You need a decent GMAT/GPA just to be in the hunt or to "play the game". But whether your numbers are stellar or merely serviceable isn't really what makes you a strong candidate or not. They're not looking for math geniuses or study geeks - so long as your numbers are reasonable, it comes down to everything else. Yes, and this applies even to those Asians (East Asian or South Asian descent) who mistakenly think that they are somehow held to a higher academic standard than other applicants.

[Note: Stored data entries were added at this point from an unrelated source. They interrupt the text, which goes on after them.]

PR #7964, opened 2018-02-28
testsuite: avoid rebuilding all tests every time

rainers:
Might just be my version of make, but the testsuite has recently lost its make functionality, it rebuilds everything with each invocation. Introduced by 24d9d18f75ba6ae6ea17e6da6d00573264a2e7de


ibuclaw (approved):
No you are right. The recipe test_tools should be a file that exists (a stamp, if you would call it that) to not rebuild the other recipes it depends on.

wilzbach (approved):

PR #7966, opened 2018-02-28
make testclidflags independent of sc.ini/dmd.conf

rainers:


PetarKirov (approved):

JinShil:
This was also done in #7937.  We could just merge that.

rainers:
Ok, closing in favor #7937

wilzbach:
I wonder why this is necessary though. `dmd.conf` is auto generated on Posix ...

rainers:
> I wonder why this is necessary though. dmd.conf is auto generated on Posix ...

That doesn't happen on Windows AFAICT. My build script copies the compiler and the libraries elsewhere anyway so I can use it for other stuff besides testing, too.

Because you need to go beyond the GMAT/GPA. It's like basketball -- whether you can run the 50-yard dash in 4 seconds or 8 seconds isn't really the point - it's whether you can run *reasonably* fast; and it comes down to everything else (athleticism, basketball IQ, shooting, dribbling, experience/commitment to teamwork, leadership, coachability, etc).
And yes, the original poster has solid work experience - but "solid experience" is hardly a shoe-in for schools like Kellogg, Chicago, Columbia, etc. On the surface, the shorthand characterization of this candidate from an adcom's perspective is "Big-4 accountant of Asian descent who is strong academically." There's nothing wrong with that, but there's nothing that stands out beyond "solid" either. Also, I hope I don't get in trouble for saying this, but compared to other companies that recruit on campus out of undergrad -- getting a Big 4 position isn't particularly selective -- so that by virtue of working in an organization or industry that isn't as selective as say consulting or banking doesn't really tell the adcom anything about the individual's caliber. In other words, you may be an exceptionally talented person with great potential, but the adcom can't tell that based on the fact that you work at a Big 4 alone.

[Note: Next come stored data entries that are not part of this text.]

PR #7968, opened 2018-02-28
appveyor: build test suite for coff32

rainers:


wilzbach:
Looks like it's definitely worthwhile to do this:

```
Test runnable/test17559.d failed.  The logged output:
..\generated\Windows\Release\Win32\dmd.exe -conf= -m32mscoff -Irunnable -g    -odtest_m32mscoff\runnable -oftest_m32mscoff\runnable\test17559_0.exe  runnable\test17559.d  -map nul.map
test_m32mscoff\runnable\test17559_0.exe
object.Exception@runnable\test17559.d(48): fun
----------------
0x003DADEE in test17559 at C:\projects\dmd\test\runnable\test17559.d(48)
0x003DAD3B in D at C:\projects\dmd\test\runnable\test17559.d(32)
0x003DBE67 in void rt.dmain2._d_run_main(int, char**, extern (C) int function(char[][])*).runAll().__lambda1()
0x003DBDA9 in void rt.dmain2._d_run_main(int, char**, extern (C) int function(char[][])*).runAll()
0x003DBB68 in _d_run_main
0x003DB2BC in __entrypoint
0x0040CC8B in __scrt_common_main_seh at f:\dd\vctools\crt\vcstartup\src\startup\exe_common.inl(253)
0x76E77C04 in BaseThreadInitThunk
0x77D5AD8F in RtlInitializeExceptionChain
0x77D5AD5A in RtlInitializeExceptionChain
core.exception.AssertError@runnable\test17559.d(55): Assertion failure
----------------
0x003DB463 in _d_assertp
0x003DAD3B in D at C:\projects\dmd\test\runnable\test17559.d(32)
0x003DBE67 in void rt.dmain2._d_run_main(int, char**, extern (C) int function(char[][])*).runAll().__lambda1()
0x003DBDA9 in void rt.dmain2._d_run_main(int, char**, extern (C) int function(char[][])*).runAll()
0x003DBB68 in _d_run_main
0x003DB2BC in __entrypoint
0x0040CC8B in __scrt_common_main_seh at f:\dd\vctools\crt\vcstartup\src\startup\exe_common.inl(253)
0x76E77C04 in BaseThreadInitThunk
0x77D5AD8F in RtlInitializeExceptionChain
0x77D5AD5A in RtlInitializeExceptionChain
```

skl131313:
Does the VisualD build for win32 use `-m32` or `-m32mscoff`?

rainers:
> Does the VisualD build for win32 use -m32 or -m32mscoff?

It links with a VC built backend, so it has to use -m32mscoff.

JinShil (approved):

test/runnable/test15779.d
```diff
@@ -18,5 +18,6 @@ int main()
 
 void bar()
 {
+    version(CRuntime_Microsoft) {} else // TODO: fails for -O -inline, also disabled for the auto-tester
```
JinShil: What's the problem here?  What's the plan for eventually enabling it for the auto tester?  Is a bug report filed for it?

rainers: Not sure, maybe related: https://issues.dlang.org/show_bug.cgi?id=13821 and https://issues.dlang.org/show_bug.cgi?id=16511.
I have added a new one: https://issues.dlang.org/show_bug.cgi?id=18547

JinShil: In that case I recommend adding links to those issues in the comments and come clean about you're understanding of what's going on.  Something like:

"Fibers appear to be broken in Windows.  We don't yet have a solution, see these issues...."  or something like that.  My motivations is to ensure that there is some kind of "paper trail" that one can follow to eventually solve the issue.

skl131313:
Using `DISABLED: win32` in the test settings at the top would help for that a bit, so that the test output doesn't show it's successful rather than being skipped.

test/runnable/test15779.d
WalterBright: I agree with the "paper trail" proposal, otherwise such comments just mystify the reader.

ZombineDev: @rainers my guess is that this test passes on LDC. Can you scope this to CRuntime_Microsoft and DigitalMars (i.e. dmd)?

rainers: I think I figured it out: https://github.com/dlang/druntime/pull/2129. All windows builds should be affected, but happens spuriously.

rainers: I have removed the workaround in the hope that the bugfix will be accepted.

ZombineDev: Thanks!

rainers:
Appveyor even passed without https://github.com/dlang/druntime/pull/2129, but I guess that can change spuriously (but also for the Win64 check on Appveyor or the Windows checks on the auto tester).

JinShil:
Restarted Semaphore CI.  All CIs are passing now.

PetarKirov (approved):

So you need something else in your arsenal. If this person performed at a very high level outside of class or outside of work in something - athletics, arts, politics, activism, nonprofits, etc. (i.e. nationally ranked athlete, a semi-professional musician, winning notable service awards for community activism, getting media coverage for his activism, etc.) then that is a signal that this person has the potential to continue performing at an exceptional level in another endeavor (like business). If that is the case, then yes, schools like Kellogg/Columbia/Chicago/Tuck/Sloan will be competitive (not reaches).